Madeleine trajo un par de tés helados y regresó a la casa. El olor de la hierba al sol impregnaba el aire. La temperatura era de veintiún grados. Un revuelo de pinzones purpúreos se posó sobre el comedero de semillas de cardo. El sol, los colores, los aromas eran intensos, pero pasaron desapercibidos para Mellery, cuyos pensamientos angustiosos parecían ocuparle por completo.

Mientras tomaban el té, Gurney trató de evaluar los motivos y la honestidad de su invitado. Sabía que etiquetar a alguien demasiado deprisa podía inducir a error, pero hacerlo solía ser irremediable. Lo principal era ser consciente de la falibilidad del juicio y estar dispuesto a revisar la etiqueta en el momento en que se contara con más información.

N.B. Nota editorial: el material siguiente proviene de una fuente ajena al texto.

PR #318, opened 2019-09-13
bondingManager: make DLL in place representation of active set

### LINKED ISSUE #300: Make transcoderPool a fluent representation of the active transcoder set and keep track of a transcoders totalStake for a round
After we remove the `activeTranscoderSet` notion as described in #299 we will use the `transcoderPool` doubly linked list as a fluent representation of the active transcoder set. 

This means that we'll have to update a transcoders membership of the activeSet (remove, insert or change position) when a `bond`, `unbond` or `rebond` action occurs. 

To make sure changes to the active set don't propagate in the current round we can keep track of a transcoder's active state for the next round in its `earningsPoolPerRound` by setting a boolean flag based upon insertion or eviction from the `transcoderPool`. When the stake of a transcoder changes during a round we'll keep track of that amount on the `earningsPoolPerRound` for the next round as well. To achieve this we can use the `EarningsPool.Data.activateStake()` and `EarningsPool.Data.deactivateStake()` methods. 

The downside of this approach is that whenever a delegator delegates to a transcoder so that it becomes part of the `transcoderPool`, the delegator will pay a slightly higher gas cost for the transaction because storage operations to the `transcoderPool` need to occur.  Since the delegator will benefit from the action if the transcoder remains in the active set when the new round begins by receiving rewards, this seems like on ok tradeoff to make but we might want to do a gas cost analysis after the update to make sure the cost isn't out of line. 

**Tasks** 
- Update a transcoders membership of the `transcoderPool` and active status (in earningspool) for the next round when a bonding, unbonding or rebonding action to that transcoder occurs
- Update a transcoders `totalStake` on its earningsPool for the next round when a bonding, unbonding or rebonding action to that transcoder occurs
- Adjust unit tests

### LINKED ISSUE #302: Keep track of the total stake of the activeSet for a round
In the current version of the BondingManager we keep track of the total stake by the active set for a round in the `activeTranscoderSet round=>ActiveTranscoderSet` map's `totalStake` field. 
The aggregation of this stake is made when we call `setActiveTranscoders()` and write the current active set for a round to storage.

We aim to delete this function in #299 so we need a different way to keep track of the totalStake for a round so that we can calculate the correct reward distribution when a transcoder calls `BondingManager.Reward()`. 

We can use two new state variables to track this. 
`currentRoundTotalActiveStake` and `nextRoundTotalActiveStake` 

We can update `nextRoundTotalActiveStake` when the active set for the next round changes based on `transcoderPool` insertions/evictions and then "lock in" that amount by setting `currentRoundTotalActiveStake` equal to `nextRoundTotalActiveStake` upon initializing a new round. 

There is a good reason for not choosing a map of `round=>totalStake` here, because that would require setting zeroed storage slots to non-zero, which incurs a higher gas cost (20 000 extra) compared to setting a non-zeroed storage slot to another non-zeroed value.

### LINKED ISSUE #304: Repurpose transcoder registered status to reflect self-delegation as desire to be an transcoder
Since we're removing the notion of an `activeTranscoderSet` will become equal to simply being in the active set or not, as that check is currently whether the transcoder is in `transcoderPool`. 

A transcoder might still however be registered but not part of the active set for a round.  Therefore we need a different way to determine if a transcoder is registered if we are to use `transcoderPool` as the active transcoder set. 

We can treat self-delegation as desire to be a transcoder. This means Registered/Unregistred will be implicit based on a transcoder's own stake but in the current version of the protocol this is also implicit by being part of the `transcoderPool`. 

An alternative would be to add a flag to the `Transcoder` struct indicating registered status but that approach is less favorable.
- It changes the storage layout (even though the changes can be compatible, it seems reasonable to avoid doing it unless necessary). 
- It incurs additional SSTORE operations: registering would cost 20k gas extra (setting a zero storage slot to non-zero) and resigning would cost 5k gas more (setting a non-zero slot to zero)

kyriediculous:
- Make the sorted doubly linked list a fluent representation of the active transcoder set as stake updates happen
- Repurpose transcoder `Registered` status to indicate self-bonding as a willingness to be a transcoder
- Keep track of total stake for the active transcoder set

- Removed `setNumTranscoders()` function 
- Added helpers to increase/decrease stake for active transcoders as well as process total active set stake updates
- Added a helper to join the active set based on current transcoder stake
- Reworked resign method to do the necessary state updates for active transcoders
- Reworked `isRegisteredTranscoder` to indicate self-bonding
- Removed `transcoderStatus()` method, instead we now have `isActiveTranscoder()` and `isRegisteredTranscoder()` that return boolean values
- Deprecated `numActiveTranscoders` variable, instead we can get the size/maxSize of transcoderPool with the public helpers
- added a call to `bondingManager.setCurrentRoundTotalActiveStake()` upon round init to set `nextRoundTotalActiveStake` to the `currentRoundTotalActiveStake` 
- adjusted unit & integration tests
- added a npm run script `npm run test:describe` to run tests for describe blocks (uses mocha's grep feature with `-g` flag)
- added a map `lastActiveStakeUpdateRound` that keeps track of the round in which an active transcoder's stake was last updated

Fixes #300 
Fixes #302 
Fixes #304 

**Checklist:**

### DIFF
--- a/contracts/bonding/BondingManager.sol
+++ b/contracts/bonding/BondingManager.sol
@@ -25,7 +25,7 @@ contract BondingManager is ManagerProxyTarget, IBondingManager {
     // Time between unbonding and possible withdrawl in rounds
     uint64 public unbondingPeriod;
     // Number of active transcoders
-    uint256 public numActiveTranscoders;
+    uint256 public numActiveTranscodersDEPRECATED;
     // Max number of rounds that a caller can claim earnings for at once
     uint256 public maxEarningsClaimsRounds;
 
@@ -88,6 +88,11 @@ contract BondingManager is ManagerProxyTarget, IBondingManager {
     // Keep track of active transcoder set for each round
     mapping (uint256 => ActiveTranscoderSet) public activeTranscoderSet;
 
+    // The total active stake (sum of the stake of active set members) for the current round
+    uint256 public currentRoundTotalActiveStake;
+    // The total active stake (sum of the stake of active set members) for the next round
+    uint256 public nextRoundTotalActiveStake;
+
     // Check if sender is TicketBroker
     modifier onlyTicketBroker() {
         require(msg.sender == controller.getContract(keccak256("TicketBroker")));
@@ -129,27 +134,11 @@ contract BondingManager is ManagerProxyTarget, IBondingManager {
     }
 
     /**
-     * @dev Set max number of registered transcoders. Only callable by Controller owner
-     * @param _numTranscoders Max number of registered transcoders
-     */
-    function setNumTranscoders(uint256 _numTranscoders) external onlyControllerOwner {
-        // Max number of transcoders must be greater than or equal to number of active transcoders
-        require(_numTranscoders >= numActiveTranscoders);
-
-        transcoderPool.setMaxSize(_numTranscoders);
-
-        emit ParameterUpdate("numTranscoders");
-    }
-
-    /**
      * @dev Set number of active transcoders. Only callable by Controller owner
      * @param _numActiveTranscoders Number of active transcoders
      */
     function setNumActiveTranscoders(uint256 _numActiveTranscoders) external onlyControllerOwner {
-        // Number of active transcoders cannot exceed max number of transcoders
-        require(_numActiveTranscoders <= transcoderPool.getMaxSize());
-
-        numActiveTranscoders = _numActiveTranscoders;
+        transcoderPool.setMaxSize(_numActiveTranscoders);
 
         emit ParameterUpdate("numActiveTranscoders");
     }
@@ -177,6 +166,8 @@ contract BondingManager is ManagerProxyTarget, IBondingManager {
         Transcoder storage t = transcoders[msg.sender];
         Delegator storage del = delegators[msg.sender];
 
+        uint256 currentRound = roundsManager().currentRound();
+
         // No transcoder operations can take place during the round lock period
         require(
             !roundsManager().currentRoundLocked(),
@@ -194,26 +185,8 @@ contract BondingManager is ManagerProxyTarget, IBondingManager {
         t.pendingRewardCut = _rewardCut;
         t.pendingFeeShare = _feeShare;
 
-        uint256 delegatedAmount = del.delegatedAmount;
-
-        // Check if transcoder is not already registered
-        if (transcoderStatus(msg.sender) == TranscoderStatus.NotRegistered) {
-            if (!transcoderPool.isFull()) {
-                // If pool is not full add new transcoder
-                transcoderPool.insert(msg.sender, delegatedAmount, address(0), address(0));
-            } else {
-                address lastTranscoder = transcoderPool.getLast();
-
-                if (delegatedAmount > transcoderTotalStake(lastTranscoder)) {
-                    // If pool is full and caller has more delegated stake than the transcoder in the pool with the least delegated stake:
-                    // - Evict transcoder in pool with least delegated stake
-                    // - Add caller to pool
-                    transcoderPool.remove(lastTranscoder);
-                    transcoderPool.insert(msg.sender, delegatedAmount, address(0), address(0));
-
-                    emit TranscoderEvicted(lastTranscoder);
-                }
-            }
+        if (!transcoderPool.contains(msg.sender)) {
+            tryToJoinActiveSet(msg.sender, del.delegatedAmount, currentRound);
         }
 
         emit TranscoderUpdate(msg.sender, _rewardCut, _feeShare, transcoderPool.contains(msg.sender));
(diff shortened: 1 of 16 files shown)


contracts/bonding/BondingManager.sol
```diff
@@ -884,21 +835,78 @@ contract BondingManager is ManagerProxyTarget, IBondingManager {
...
+            transcoderPool.updateKey(_transcoder, newStake, address(0), address(0));
+            nextRoundTotalActiveStake = nextRoundTotalActiveStake.add(_amount);
+            lastActiveStakeUpdateRound[_transcoder] = nextRound;
+        } else {
+            // Check if the transcoder is eligible to join the active set in the update round
+            tryToJoinActiveSet(_transcoder, newStake, currentRound);
+        }
+    }
+
+    function decreaseTranscoderTotalStake(address _transcoder, uint256 _amount) internal {
```
yondonfu: Let's add a function comment here.

contracts/bonding/libraries/EarningsPool.sol
```diff
@@ -55,6 +55,16 @@ library EarningsPool {
         return earningsPool.claimableStake > 0;
     }
 
+    function activateStake(EarningsPool.Data storage earningsPool, uint256 _stake) internal {
```
yondonfu: Let's add a function comment here.

contracts/bonding/libraries/EarningsPool.sol
```diff
@@ -55,6 +55,16 @@ library EarningsPool {
...
+        earningsPool.totalStake = _stake;
+        earningsPool.claimableStake = _stake;
+    }
+
+    function deactivateStake(EarningsPool.Data storage earningsPool) internal {
```
yondonfu: Let's add a function comment here.

contracts/rounds/RoundsManager.sol
```diff
@@ -93,6 +93,8 @@ contract RoundsManager is ManagerProxyTarget, IRoundsManager {
         _blockHashForRound[currRound] = roundBlockHash;
         // Set active transcoders for the round
         bondingManager().setActiveTranscoders();
+        // set total active stake for the round
```
yondonfu: "set" -> "Set"

contracts/bonding/BondingManager.sol
```diff
@@ -884,21 +835,78 @@ contract BondingManager is ManagerProxyTarget, IBondingManager {
         return delegators[_delegator].unbondingLocks[_unbondingLockId].withdrawRound > 0;
     }
 
+    function increaseTranscoderTotalStake(address _transcoder, uint256 _amount) internal {
```
yondonfu: Currently, whenever we increase a delegator's `delegatedAmount` field, we also check if the delegate is a registered transcoder and if so we call `increaseTranscoderTotalStake()`. But, given how `increaseTranscoderTotalStake()` is implemented we need to make sure that `delegatedAmount` is increased *after* `increaseTranscoderTotalStake()` or else we will count `_amount` twice when updating active stake.

I see a few things that are not problems right now, but we should be careful about:

- Making sure to always increase `delegatedAmount` *after* calling `increaseTranscoderTotalStake()`
- Making sure to always update `delegatedAmount` when we call `increaseTranscoderTotalStake()` and vice-versa

One way that we can reduce the chance of error is to:

- Change the name of `increaseTranscoderTotalStake()` to `increaseTotalStake()` (I'm going simple with the naming)
- Move the logic for increasing the `delegatedAmount` field on a `Delegator` struct into `increaseTotalStake()`
- Move the logic for checking if an address is a registered transcoder into this function and execute the current function body only if the address is a registered transcoder

WDYT?

contracts/bonding/BondingManager.sol
yondonfu: Currently, whenever we decrease a delegator's `delegatedAmount` field, we also check if the delegate is a registered transcoder and if so we call `decreaseTranscoderTotalStake()`. But, given how `decreaseTranscoderTotalStake()` is implemented we need to make sure that `delegatedAmount` is decreased *after* `increaseTranscoderTotalStake()` or else we will count `_amount` twice when updating active stake.

I see a few things that are not problems right now, but we should be careful about:

- Making sure to always decrease `delegatedAmount` *after* calling `decreaseTranscoderTotalStake()`
- Making sure to always update `delegatedAmount` when we call `decreaseTranscoderTotalStake()` and vice-versa

One way that we can reduce the chance of error is to:

- Change the name of `decreaseTranscoderTotalStake()` to `decreaseTotalStake()` (I'm going simple with the naming)
- Move the logic for increasing the `delegatedAmount` field on a `Delegator` struct into `decreaseTotalStake()`
- Move the logic for checking if an address is a registered transcoder into this function and execute the current function body only if the address is a registered transcoder

WDYT?

contracts/bonding/BondingManager.sol
```diff
@@ -982,13 +990,14 @@ contract BondingManager is ManagerProxyTarget, IBondingManager {
         // Increase delegate's delegated amount
         delegators[del.delegateAddress].delegatedAmount = delegators[del.delegateAddress].delegatedAmount.add(amount);
 
-        if (transcoderStatus(del.delegateAddress) == TranscoderStatus.Registered) {
+        // Delete lock
+        delete del.unbondingLocks[_unbondingLockId];
```
yondonfu: Why did this statement move?

contracts/bonding/BondingManager.sol
```diff
@@ -884,21 +835,78 @@ contract BondingManager is ManagerProxyTarget, IBondingManager {
...
-            // Decrease total active stake for the round
-            activeTranscoderSet[currentRound].totalStake = activeTranscoderSet[currentRound].totalStake.sub(activeTranscoderTotalStake(_transcoder, currentRound));
-            // Set transcoder as inactive
-            activeTranscoderSet[currentRound].isActive[_transcoder] = false;
-        }
-
-        // Remove transcoder from pools
-        transcoderPool.remove(_transcoder);
-
+        transcoders[_transcoder].earningsPoolPerRound[currentRound].deactivateStake();
```
yondonfu: These statements should be wrapped in a if statement that checks `transcoderPool.contains(_transcoder)`.

Within the if statement, we should also add:

- `transcoderPool.remove(_transcoder)` to actually remove the address from the active set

Su intuición le decía que Mellery era un farsante clásico, un fingidor a muchos niveles que hasta cierto punto creía en su propia falsedad. Su acento, por ejemplo, que recordaba de la época de la universidad, era un acento de ninguna parte, de algún lugar imaginario de cultura y refinamiento. Seguramente ya no era impostado era parte integrante de su persona, pero hundía sus raíces en un suelo imaginario. El caro corte de pelo, la piel hidratada, los dientes blanquísimos, el físico ejercitado y la manicura apuntaban a un telepredicador de primera. Sus maneras eran las de un hombre ansioso de parecer a gusto en el mundo, un hombre agraciado con la posesión de todo aquello de lo que carecen los humanos ordinarios. Gurney se dio cuenta de que todo ello había estado presente de forma incipiente veintiséis años atrás. Mark Mellery simplemente se había convertido en más de lo mismo, pues siempre había sido así.